| Task brief |
Compute how many lines in the data below contain "Maximum"; answer only with that number.

| Material for the task |

PR #5560, opened 2022-04-19
Adding an Example Map for GSoC Proposal

stanyas:
I am addressing the issue [5510](https://github.com/networkx/networkx/issues/5510).

Please, disregard the first two commits, this is my first time making a pull request, and I experimented.


stanyas:
graphs

This is how the example graph looks

MridulS:
Before the review just wanted to point out that the GSoC application deadline is under 4 hours so please submit the application before that, Google is pretty strict with deadlines :)

stanyas:
> Before the review just wanted to point out that the GSoC application deadline is under 4 hours so please submit the application before that, Google is pretty strict with deadlines :)

Thanks, I was working on it. I submitted.

NikitaSharma1:
@stanyas I faced a similar issue in style in the start as you are facing now. I was told to make the following changes and it worked for me. 
 `One thing that will need to be done is to ensure that the docstring examples are properly formatted, i.e. the code in the examples follows the black formatting rules. Since these examples are small, it may be easy enough to fix up the formatting manually. Alternatively, I believe a pre-commit hook has been recently added to handle doc formatting automatically, so updating your development environment with the latest pre-commit hooks would likely work too`
I think you should try this too. 
Please correct me if I'm wrong.

NikitaSharma1:
@stanyas I faced a similar issue in style in the start as you are facing now. I was told to make the following changes and it worked for me. 
 `One thing that will need to be done is to ensure that the docstring examples are properly formatted, i.e. the code in the examples follows the black formatting rules. Since these examples are small, it may be easy enough to fix up the formatting manually. Alternatively, I believe a pre-commit hook has been recently added to handle doc formatting automatically, so updating your development environment with the latest pre-commit hooks would likely work too`
I think you should try this too. 
Please correct me if I'm wrong.

stanyas:
> @stanyas I faced a similar issue in style in the start as you are facing now. I was told to make the following changes and it worked for me. `One thing that will need to be done is to ensure that the docstring examples are properly formatted, i.e. the code in the examples follows the black formatting rules. Since these examples are small, it may be easy enough to fix up the formatting manually. Alternatively, I believe a pre-commit hook has been recently added to handle doc formatting automatically, so updating your development environment with the latest pre-commit hooks would likely work too` I think you should try this too. Please correct me if I'm wrong.

Thanks, you were right!

MridulS:
Thanks for starting discussion on this one @stanyas, we can use https://github.com/networkx/networkx/issues/5824 for further discussion on this one :)

PR #5563, opened 2022-04-20
Gallery example for Maximum Independent Set

stanyas:


rossbar (commented):
Maximum independent set seems like a good candidate for a gallery example!

It looks like there are still some unintended modifications left over from some previous experiments, e.g. the `x` that's been added to the `mayavi2_spring.py` example - that should be removed from this PR.

There are a few other updates that need to be in place in order to have a working gallery example:
 1. The example needs to be moved to the appropriate place. Currently the gallery examples are derived from the `examples/` directory, so it should live there. Given the content of the example I'd suggest maybe putting it in the `Algorithms` subcategory.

| Output of the task |
2